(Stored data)
# # #

PR #3942, opened 2022-03-18
Optimize CI a bit

Goooler:
Mainly for using gradle-build-action to speed up build on CI, and bump action versions by the way.

### DIFF
--- a/.github/workflows/pr.yml
+++ b/.github/workflows/pr.yml
@@ -15,7 +15,7 @@ jobs:
   tests-gradle:
     runs-on: macos-11
     steps:
-      - uses: actions/checkout@v2
+      - uses: actions/checkout@v3
       - name: set up JDK 1.8
         uses: actions/setup-java@v1
         with:
@@ -39,7 +39,7 @@ jobs:
   tests-no-gradle:
     runs-on: macos-11
     steps:
-      - uses: actions/checkout@v2
+      - uses: actions/checkout@v3
       - name: set up JDK 1.8
         uses: actions/setup-java@v1
         with:
@@ -63,7 +63,7 @@ jobs:
   tests-integration:
     runs-on: macos-11
     steps:
-      - uses: actions/checkout@v2
+      - uses: actions/checkout@v3
       - name: set up JDK 1.8
         uses: actions/setup-java@v1
         with:
@@ -87,7 +87,7 @@ jobs:
   tests-java9:
     runs-on: ubuntu-20.04
     steps:
-      - uses: actions/checkout@v2
+      - uses: actions/checkout@v3
       - name: set up JDK 11
         uses: actions/setup-java@v2
         with:
--- a/.github/workflows/pr.yml
+++ b/.github/workflows/pr.yml
@@ -16,10 +16,10 @@ jobs:
     runs-on: macos-11
     steps:
       - uses: actions/checkout@v3
-      - name: set up JDK 1.8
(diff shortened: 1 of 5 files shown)


.github/workflows/pr.yml
```diff
@@ -15,11 +15,12 @@ jobs:
...
-      - uses: actions/checkout@v2
-      - name: set up JDK 1.8
-        uses: actions/setup-java@v1
+      - uses: actions/checkout@v3
+      - uses: actions/setup-java@v3
         with:
-          java-version: 1.8
+          distribution: 'temurin'
+          java-version: 8
+      - uses: gradle/gradle-build-action@v2
```
Goooler, line 23: https://github.com/gradle/gradle-build-action

Ref https://github.com/detekt/detekt/pull/3723, it's really so fast to run jobs, and many other advantages.

.github/workflows/push.yml
```diff
@@ -5,15 +5,16 @@ on:
     branches: [ main ]
 
 jobs:
-  push:
+  publish:
     runs-on: macos-11
+    if: github.repository == 'apollographql/apollo-kotlin'
```
Goooler, line 10: See https://github.com/square/kotlinpoet/pull/1119.

martinbonnin (approved):
LGTM, thanks!

.github/workflows/push.yml
BoD: This could also be added to the `publish` in `tag.yml` too? (This one is for the SNAPSHOTS, whereas the one in `tag` publishes releases).

Goooler: 8fa5fe58f8a99f444b79ae14433e1220e3c17f12

.github/workflows/pr.yml
```diff
@@ -31,19 +32,21 @@ jobs:
...
-      - uses: actions/upload-artifact@v2.2.4
+      - uses: actions/upload-artifact@v3
         if: always()
         with:
           name: tests-gradle.zip
           path: diagnostics.zip
+
   tests-no-gradle:
     runs-on: macos-11
     steps:
```
Goooler, line 43: And if we should run CI on ubuntu? It should be faster.

.github/workflows/push.yml
BoD: (just added a small commit to update the job name referenced in a doc)

CONTRIBUTING.md
```diff
@@ -161,13 +161,11 @@ following events:
...
 ### On pushes to `main` branch
 
-_(Will be replaced to "on pushes to `main` branch" after v3 is released.)_
-
 **Workflow:** [`push.yml`](https://github.com/apollographql/apollo-android/blob/main/.github/workflows/push.yml)
 
 **Job:**
 
-- `push`
+- `publish`
```
Goooler, line 168: I've just renamed this job to `deploy`, should we keep `deploy`?

.github/workflows/pr.yml
martinbonnin: I wish we could do that. Unfortunatly, some of the Gradle tests run multiplatform projects that include Apple targets. We could split them but I don't think it's worth the trouble for now.

CONTRIBUTING.md
BoD: Oh haha 😅. Well it doesn't matter too much, as long as the name is the same here.

BoD (approved):
🙏

PR #3943, opened 2022-03-21
Fix JamesIves/github-pages-deploy-action version

BoD:
Following the merge of #3942

### DIFF
--- a/.github/workflows/push.yml
+++ b/.github/workflows/push.yml
@@ -40,7 +40,7 @@ jobs:
           name: push.zip
           path: push.zip
       - name: Deploy Kdoc to github pages
-        uses: JamesIves/github-pages-deploy-action@4.2.5
+        uses: JamesIves/github-pages-deploy-action@v4
         with:
           branch: gh-pages # The branch the action should deploy to.
           folder: build/dokkaHtml # The folder the action should deploy.
--- a/.github/workflows/push.yml
+++ b/.github/workflows/push.yml
@@ -14,7 +14,7 @@ jobs:
         with:
           distribution: 'temurin'
           java-version: '11'
-      - uses: gradle/gradle-build-action@v2
+      - uses: gradle/gradle-build-action@0d13054264b0bb894ded474f08ebb30921341cee #v2.1.4
       - name: Build with Gradle
         run: |
           ulimit -c unlimited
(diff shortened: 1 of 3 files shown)


martinbonnin (approved):

.github/workflows/push.yml
```diff
@@ -40,7 +40,7 @@ jobs:
           name: push.zip
           path: push.zip
       - name: Deploy Kdoc to github pages
-        uses: JamesIves/github-pages-deploy-action@4
+        uses: JamesIves/github-pages-deploy-action@4.2.5
         with:
```
Goooler, line 44: Sorry for the mistake, it might be better to use `@v4`?

BoD: Woops indeed  a `v` is needed here, right? Sorry I'm not super familiar with Github actions, does`v4` mean use the latest from 4.x.y?

Goooler: yep

martinbonnin: That seems a recipe for the kind of supply chain attacks that the npm ecosystem is struggling with at the moment? I'd rather keep the version fixed even if it means updating it manually. At least  we keep some control...

It won't solve anything because Github will certainly allow tags to be re-created (which is a bit scary now that I think about it...). But at least it won't make it any worse?

BoD: Sounds good to me 👍

martinbonnin: Actually, we should pin versions to their sha1 (see https://docs.github.com/en/actions/security-guides/security-hardening-for-github-actions#using-third-party-actions). 

@BoD want to take a look as part of this PR?

BoD: Sure! I'll have a 👀.

martinbonnin (approved):
🔒  👍

.github/workflows/push.yml
BoD: Used sha1 for `gradle` and `JamesIves` and kept the tag names for `actions` as I figured we can trust that? LMK what you think.

martinbonnin: Works for me. If Github goes rogue, I guess we'll have bigger problems...

PR #3947, opened 2022-03-21
Defer: add a BDefer boolean expression element

BoD:
In this PR:
- add a `BDefer` boolean expression element
- add a `toIncludeAndDeferBooleanExpression` fun that returns `BDefer` in addition to `BVariable` when `@defer` is present
- use that to disambiguate fragment synthetic fields
- update `evaluate` to take an `AdapterContext` and a JSON path and use that for `BDefer` expressions

Note: added a test to see how the generated code looks like (need `JsonReader.getPath()` from #3934 for the code to compile)


apollo-api/src/commonMain/kotlin/com/apollographql/apollo3/api/BooleanExpression.kt
```diff
@@ -125,14 +132,21 @@ sealed class BTerm
 
 /**
  * A term that comes from @include/@skip directives and that needs to be matched against operation variables
+ * TODO rename to BInclude
```
BoD, line 135: Should we? Not 100% sure of the naming to be honest but "variable" sounds off to me.

apollo-compiler/src/main/kotlin/com/apollographql/apollo3/compiler/ir/IrBuilder.kt
```diff
@@ -584,10 +588,12 @@ internal fun GQLValue.toIrValue(): IrValue {
  * - False
  * - (!)Variable
  * - (!)Variable & (!)Variable
+ *
+ * TODO: rename to toIncludeBooleanExpression
```
BoD, line 592: Same here, naming is hard :) But need to distinguish this one that is about include/skip and the other one which is this one + defer.

apollo-compiler/src/test/kotlin/com/apollographql/apollo3/compiler/CodegenTest.kt
```diff
@@ -191,7 +191,7 @@ class CodegenTest {
                     Parameters(file, MODELS_COMPAT, true)
                 )
 
-                if (file.name in listOf("inline_fragment_with_include_directive", "fragment_spread_with_include_directive")) {
+                if (file.name in listOf("inline_fragment_with_include_directive", "fragment_spread_with_include_directive", "fragments_with_defer_and_include_directives")) {
                   // These do not support responseBased models because of include directives on fragments
```
martinbonnin, line 195:
```suggestion
                  // These do not support responseBased models because of include or defer directives on fragments
```

apollo-compiler/src/test/graphql/com/example/fragments_with_defer_and_include_directives/TestOperation.graphql
```diff
@@ -0,0 +1,71 @@
...
+      name
+    }
+    ... on Droid @defer(label: "second") {
+      id
+    }
+    ... on Droid @defer(label: "third") @include(if: $cond3) {
+      name
+    }
+    ... on Droid @defer(label: "fourth") @skip(if: $cond4) {
+      id
```
martinbonnin, line 68: Can we have a test case with a conditional defer ? `@defer(if: $someVar)`

BoD: Yes good idea! 👍

apollo-api/src/commonMain/kotlin/com/apollographql/apollo3/api/BooleanExpression.kt
martinbonnin: Ideally we can "uniformize" that. Something like this?

1. `@include(if: $var1)` = BVariable("var1")
2. `@skip(if: $var1)` = !BVariable("var1")
3. `@defer(label: $lbl1)` = !BLabel("lbl1")
4. `@defer(label: $lbl1, if: $var1)` = BLabel("lbl1") || !BVariable("var1")

BoD: 👍 Yes it makes sense! Done in e2e26ce772f89b80f055efc235ef86165acb663d.

apollo-api/src/commonMain/kotlin/com/apollographql/apollo3/api/BooleanExpression.kt
```diff
@@ -109,10 +110,11 @@ fun <T : Any> BooleanExpression<T>.evaluate(block: (T) -> Boolean): Boolean {
   }
 }
 
-fun BooleanExpression<BTerm>.evaluate(variables: Set<String>, typename: String?): Boolean {
+fun BooleanExpression<BTerm>.evaluate(variables: Set<String>, typename: String?, adapterContext: AdapterContext, path: String): Boolean {
```
martinbonnin, line 113: I missed that the `path` was part of the fragment identifier. What about replacing `DeferredFragmentIdentifier` with plain strings? And `BLabel` with `BFragmentId`. This way we can have 

```kotlin
fun BooleanExpression<BTerm>.evaluate(variables: Set<String>, typename: String?, fragmentIds: Set<String>): Boolean {
  return evaluate {
    when (it) {
      is BVariable -> variables.contains(it.name)
      is BFragmentId -> fragmentIds.contains(it.id)
      is BPossibleTypes -> it.possibleTypes.contains(typename)
    }
  }
}
```

And `BooleanExpression` remains relatively standalone.

apollo-compiler/src/main/kotlin/com/apollographql/apollo3/compiler/codegen/kotlin/adapter/AdapterCommon.kt
```diff
@@ -122,7 +122,7 @@ internal fun readFromResponseCodeBlock(
             } else {
               "null"
             }
-            beginControlFlow("if·(%L.%M($customScalarAdapters.adapterContext.variables(),·$typenameLiteral))", property.condition.codeBlock(), evaluate)
+            beginControlFlow("if·(%L.%M($customScalarAdapters.adapterContext.variables(),·$typenameLiteral,·$customScalarAdapters.adapterContext,·$reader.getPath()))", property.condition.codeBlock(), evaluate)
```
martinbonnin, line 125: With the above comment, we'd ideally have 

```
$customScalarAdapters.adapterContext.variables(),·$typenameLiteral,·$customScalarAdapters.adapterContext.fragmentIds()
```

And it's all nicely symmetrical? I don't think we need `getPath()` here? Better use it when merging the json?

BoD: We need the path here because that's part of the id of a received fragment. For instance if we're about to read the fields for `ComputerFields` and we are at `computers.2`, we need to know if we received it. We store the ids of the merged fragments at merging time.

apollo-api/src/commonMain/kotlin/com/apollographql/apollo3/api/BooleanExpression.kt
BoD: > the path was part of the fragment identifier

yes but it's the current path that you can only get while parsing the JSON - that is why we still need to get it from `JsonReader.getPath` and pass it to this method. Unless there's a way around it that I'm missing?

# # #

- [Your assignment] Out of the records, collect only those lines that contain the string "variables".

- [Answer space]
  * A term that comes from @include/@skip directives and that needs to be matched against operation variables
-fun BooleanExpression<BTerm>.evaluate(variables: Set<String>, typename: String?): Boolean {
+fun BooleanExpression<BTerm>.evaluate(variables: Set<String>, typename: String?, adapterContext: AdapterContext, path: String): Boolean {
fun BooleanExpression<BTerm>.evaluate(variables: Set<String>, typename: String?, fragmentIds: Set<String>): Boolean {
      is BVariable -> variables.contains(it.name)
-            beginControlFlow("if·(%L.%M($customScalarAdapters.adapterContext.variables(),·$typenameLiteral))", property.condition.codeBlock(), evaluate)
+            beginControlFlow("if·(%L.%M($customScalarAdapters.adapterContext.variables(),·$typenameLiteral,·$customScalarAdapters.adapterContext,·$reader.getPath()))", property.condition.codeBlock(), evaluate)
$customScalarAdapters.adapterContext.variables(),·$typenameLiteral,·$customScalarAdapters.adapterContext.fragmentIds()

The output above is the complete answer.